Versorgung gestalten in vulnerablen Lebenslagen

Tectum, Baden-Baden, 2023, 196 Seiten, 39,00 €, ISBN 978-3-8288-4914-3 In: Young academics – Pflegewissenschaft, Band 3 

Community Health Nursing (CHN) ist ein international etablierter Ansatz der Gesundheitsversorgung, der in Deutschland bisher noch nicht aufgebaut wurde. Die Aufgaben von akademisch qualifizierten Community Health Nurses (CHNs) liegen in der gesundheitlichen Primärversorgung, in der kommunalen Daseinsvorsorge, im öffentlichen Gesundheitsdienst sowie in der ambulanten Pflege.
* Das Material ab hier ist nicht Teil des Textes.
PR #209, opened 2021-11-24
Mapping saturation sigmoid curve rpy2

### LINKED ISSUE #208: Implement additional regression models for the Mapping Saturation indicator
Implement additional regression models (Functions for fitting optimal curves) for the Mapping Saturation indicator. (Details on what regression models will follow in the PR)

Three regression models should be based on following R models:

- SSlogis
- SSfpl
- SSasymp

Those three are self-starting models in R. That means the initial guess are taking care of by the model itself. To use these models in Python following possibilities are present:

1. Implement those models in Python: Meaning use the same formulae, make an initial guess and use scipy.curve_fit to find best fit. This is done in the current implementation for a simple sigmoid function.
2. Find similar self starting model in third party Python libraries
3. Execute R code from Python.

# 3. Execute R code from Python

```python
from rpy2.robjects import FloatVector, globalenv, r

x = [1, 2, 3, 4, 5, 6, 7]
y = [5, 5, 80, 100, 500, 500, 500]

globalenv["x"] = FloatVector(x)
globalenv["y"] = FloatVector(y)
coef = r(
    """
df <- data.frame(x, y)
fm <- nls(y ~ SSlogis(x, Asym, xmid, scal), data = df)
coef(fm)
"""
)
print(coef)
print(coef[0])  # Asym
print(coef[1])  # xmid
print(coef[2])  # scal
```

matthiasschaub:
### Description

Implement additional regression models (Functions for fitting optimal curves) for the Mapping Saturation indicator. The usage of those models are based on current research. R and its stats module is used to run those models. Communitcation between Python and R is done by the Python package `rpy2`.

The 5 additional models implemented are:
- Self-Starting Nls Michaelis-Menten Model: `Vm * x / (K + x)`
- Self-Starting Nls Asymptotic Regression Model: `asym + (R0 - asym) * e^(-e^(lrc) * x)`
- Self-Starting Nls Four-Parameter Logistic Model: `A + (B - A) / (1 + e^((xmid - x) / scal))`
- Self-Starting Nls Logistic Model: `asym / (1 + e^((xmid - x) / scal))`
- Two-Steps-Sigmoidal / Tangens Hyperbolicus: (See below)
```
e + (f - e) * 1 / 2 * (np.tanh(k * (x - b)) + 1) + (Z - f) * 1 / 2 * (np.tanh(k * (x - c)) + 1)
```

### Corresponding issue
Closes #208 

- System Package: `R`
- Python: `rpy2`

### Checklist

### Extra Checklist
- [x] Go over TODO comments in code
- [x] Fix failure of Michaelis-Menten model due to input values containing zero.
- [x] Run all models for a bunch of input data and plot those
- [x] Decide whether to refactor `fit.py` into `indicator.py` and `model.py`
- [x] Add R as depedency to docs and Dockerfile
- [x] Update PR description with more details
- [x] Decide on with sigmoidal models to keep (SSlogis and Tangens Hyperbolicus vs previous implemented Sigmoid and DoubleSigmoid model)
- [x] Should fit with `nls` be weighted?
  - No, but mark possibillity in code


matthiasschaub:
Figure_1

workers/scripts/mapping_saturation.py
```diff
@@ -0,0 +1,57 @@
...
+from tests.unittests.mapping_saturation.fixtures import VALUES
+
+XDATA = np.asarray(range(len(VALUES)))
+YDATA = VALUES
+
+
+def run():
+    fits = run_all_models(XDATA, YDATA)
+
+    fig, axs = plt.subplots(2, 3, sharex=True, sharey=True)
```
Hagellach37, line 16: I often use something like this:
```
import matplotlib.pyplot as plt
import matplotlib.gridspec as gridspec

fig = plt.figure(figsize=(12.5, 6))
gs1 = gridspec.GridSpec(2, 3)
gs1.update(wspace=0.2, hspace=0.35) # set the spacing between axes. 

for i in range(0, len(fits)):
    ax = plt.subplot(gs1[i])
```

the you can just loop through the subplots and get the axes

workers/ohsome_quality_analyst/indicators/mapping_saturation/metrics.py
```diff
@@ -1,3 +1,5 @@
+"""Collection of common error metrics as functions."""
+
```
Hagellach37, line 2: Just out of curiosity, why are we not relying on the functions provided by scikit-learn here? Because we want to avoid this addtional dependy?

Another question on the `mean error`: usually one would use the mean absolute error to evaluate the model performance.

workers/ohsome_quality_analyst/indicators/mapping_saturation/fit.py
```diff
@@ -1,111 +1,59 @@
...
+        models.Sigmoid(),
+        models.SSlogis(),
+        models.SSdoubleS(),
+        models.SSfpl(),
+        models.SSasymp(),
+        # models.SSmicemen(),
+    ):
+        coef = model.fit(xdata, ydata)
+        ydata_fitted = model.function(xdata, **coef)
+        metric = metrics.mae(ydata, ydata_fitted)
```
Hagellach37, line 36: Does this metric exist? In the metrics you just have `me`.

workers/ohsome_quality_analyst/indicators/mapping_saturation/fit.py
```diff
@@ -1,111 +1,59 @@
...
+        fit = Fit(
```
Hagellach37, line 37: I'm a bit confused by these lines. Maybe you can help me and explain what you are doing here. I'm not sure what you "fit" here as you already have `ydata_fitted` a few lines above. 

From my understanding you did the curve fitting already, but here you try to estimate the model performance of your fitted values.

workers/ohsome_quality_analyst/indicators/mapping_saturation/metrics.py
matthiasschaub: Yes, thats right. No need for an additional dependency since the calculation of those error metrics are pretty straightforward. Have a closer look at this file (`metrics.py`). The `mean error` is just one of the implemented errors. the `mean absolute error` is also implemented and currently used as criterion to choose the best model.

workers/ohsome_quality_analyst/indicators/mapping_saturation/fit.py
matthiasschaub: Regarding the metrics: Have a closer look at the `metrics.py` file. In this file multiple error metrics are implemented. Its just that the diff is not showing the difference since this PR is not directed at the main branch.

matthiasschaub: I see the reason of the confusion here. The variable names are not very precise.
I renamed the dataclass `Fit` to `FittedModel`. To propose of the dataclass is to collect all relevant data of the model result. So there is no fitting going on in this line, just to collection of the result (fitted values, metric, etc.).

In fact this file (`fit.py`) could probably be refactored into either `models.py` or `indicator.py` (or into both). E.g. all attributes of the `FittedModel` dataclass could actually be attributes of the model class itself.

workers/scripts/mapping_saturation.py
matthiasschaub: Thats a nice solution. Thanks for the hint. 
I choose a different solution: Now the script creates subplots on the fly.

workers/ohsome_quality_analyst/indicators/mapping_saturation/metrics.py
Hagellach37: ah perfect, yeah I missed the last lines of this file.

workers/ohsome_quality_analyst/indicators/mapping_saturation/fit.py
```diff
@@ -1,111 +1,71 @@
...
+        models.SSlogis(),
+        models.SSdoubleS(),
+        models.SSfpl(),
+        models.SSasymp(),
+        models.SSmicmen(),
+    ):
+        logging.info("Run {}".format(model.name))
+        try:
+            coef = model.fit(xdata, ydata)
+        except RRuntimeError as error:
```
Hagellach37, line 39: you might need to change this to `except (RRuntimeError, RuntimeError) as error:`

I tested it locally and got an error that was initially not catched by your line.

```
2021-12-09 17:40:18,791 - WARNING - callbacks.py - consolewrite_warnerror - R[write to console]: Error in nls(y ~ cbind(1, 1/(1 + exp((xmid - x)/exp(lscal)))), data = xy,  : 
  number of iterations exceeded maximum of 50

2021-12-09 17:40:18,792 - WARNING - fit.py - run_all_models - Could not run model Self-Starting Nls Four-Parameter Logistic Model due to RRuntimeError: Error in nls(y ~ cbind(1, 1/(1 + exp((xmid - x)/exp(lscal)))), data = xy,  : 
  number of iterations exceeded maximum of 50
```

Hagellach37: `Could not run model Self-Starting Nls Four-Parameter Logistic Model due to RRuntimeError` is logged by you manually.

matthiasschaub: The first of the two error message which you shared above is actually just a logging message. Before the `RRuntimeError` is raised the rpy2 library will log the message and then raise the error. The first of the two logging messages above is from rpy2 then the error gets raised which is caught by OQT and error messages is logged again, resulting in two logs with the same message. Does this make sense?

Auf Basis des Praxisprojektes „Gut leben und alt werden in der Stadt Amöneburg“ ist Elena Zarges in der vorliegenden Masterarbeit der zentralen Forschungsfrage „Welche Herausforderungen können sich für ein erweitertes pflegerisches Rollenbild im ländlichen kommunalen Sozialraum im Kontext von Community Health ergeben?“ explorativ nachgegangen.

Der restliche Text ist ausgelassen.